Stored data:
┄┄┄┄┄┄┄┄┄┄

PR #11008, opened 2026-06-17
Fix C# generator base model recursion

live1206:
Fixes C# generator recursion when a customized/base model provider chain cycles through an inheritable system model.

Changes:
- Make MTG model base-provider traversal cycle-safe for properties, constructor initialization, fields, raw data fields, and full constructor discovery.
- Make ClientModel MRW serialization base traversal cycle-safe.
- Make ModelReaderWriter context collection avoid revisiting base model providers.
- Emit `new` on explicit response conversion operators from ClientModel when a base model already exposes the same conversion.

Validation:
- `dotnet build packages/http-client-csharp/generator/Microsoft.TypeSpec.Generator.ClientModel/src/Microsoft.TypeSpec.Generator.ClientModel.csproj -v:minimal`
- Consumed locally from azure-sdk-for-net mgmt generator; StorageCache regen completes in ~48s.

### DIFF
--- a/packages/http-client-csharp/generator/Microsoft.TypeSpec.Generator.ClientModel/src/Providers/ModelReaderWriterContextDefinition.cs
+++ b/packages/http-client-csharp/generator/Microsoft.TypeSpec.Generator.ClientModel/src/Providers/ModelReaderWriterContextDefinition.cs
@@ -96,7 +96,12 @@ namespace Microsoft.TypeSpec.Generator.ClientModel.Providers
             // Process each output-library provider recursively to discover types from methods and properties.
             foreach (var provider in contextEligibleOutputProviders)
             {
-                CollectBuildableTypeProvidersRecursive(provider, contextEligibleOutputProviders, visitedTypes, visitedTypeProviders, buildableProviders, buildableTypes);
+                if (ImplementsModelReaderWriter(provider))
+                {
+                    buildableProviders.Add(provider);
+                }
+
+                CollectBuildableTypeProvidersRecursive(provider, visitedTypes, visitedTypeProviders, buildableProviders, buildableTypes);
             }
 
             return (buildableTypes, buildableProviders);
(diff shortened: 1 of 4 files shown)


live1206:
No regen diff in https://github.com/Azure/azure-sdk-for-net/pull/59998

ArthurMa1978 (approved):

JoshLove-msft:
## Review notes (non-blocking)

LGTM overall — correct, well-scoped cycle-safety fix. CI is green and the change is approved. A few minor observations:

1. **`BuildConstructorParameters` — dropped `.Signature != null`:** The change from `BaseModelProvider?.FullConstructor.Signature != null` to `BaseModelProvider is not null && !HasBaseModelProviderCycle()` is safe — `ConstructorProvider.Signature` is a non-nullable `ConstructorSignature`, so the old null check only guarded `BaseModelProvider`. No regression; just flagging since the null-guard removal isn''t obvious from the diff.

2. **Logic duplication:** The cycle-safe enumeration now exists in three forms (`ModelProvider.EnumerateBaseModelProviders`, plus two in `MrwSerializationTypeDefinition`), and `HasBaseModelProviderCycle` re-walks the same chain `EnumerateBaseModelProviders` already guards. Consider consolidating to a single shared helper to avoid drift, though the private/cross-class boundaries make the current split understandable.

3. **No regression test:** Since the repo favors TDD, a unit test constructing a cyclic `ModelProvider` (custom base chain looping back) would lock in the fix and document the scenario. Cycles only originate from custom code, so it''s awkward to set up but worthwhile.

4. **Description drift:** The PR body lists a 4th change — "Emit `new` on explicit response conversion operators from ClientModel" — that isn''t present in the diff (3 files, none touching conversion operators). Worth trimming the description to match.

--generated by Copilot

JoshLove-msft:
Added a regression test (`BaseModelProviderCycleDoesNotRecurseInfinitely`) in `ModelProviderTests.cs` to cover the base-model-provider cycle fix.

It wires two `ModelProvider` instances into a cycle (A → B → A) via an overridden `BuildBaseModelProvider`, then exercises `FullConstructor`, `Constructors`, and `Fields` — the base-traversal paths that previously recursed infinitely. Verified the test passes on this branch and that reverting the `HasBaseModelProviderCycle` guard aborts the run with a stack overflow, confirming it locks in the fix.

--generated by Copilot

JoshLove-msft (approved):

ArthurMa1978 (approved):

┄┄┄┄┄┄┄┄┄┄

Would you filter the entries above and keep each line that has the word "when"?

> YOUR SOLUTION:
Fixes C# generator recursion when a customized/base model provider chain cycles through an inheritable system model.
- Emit `new` on explicit response conversion operators from ClientModel when a base model already exposes the same conversion.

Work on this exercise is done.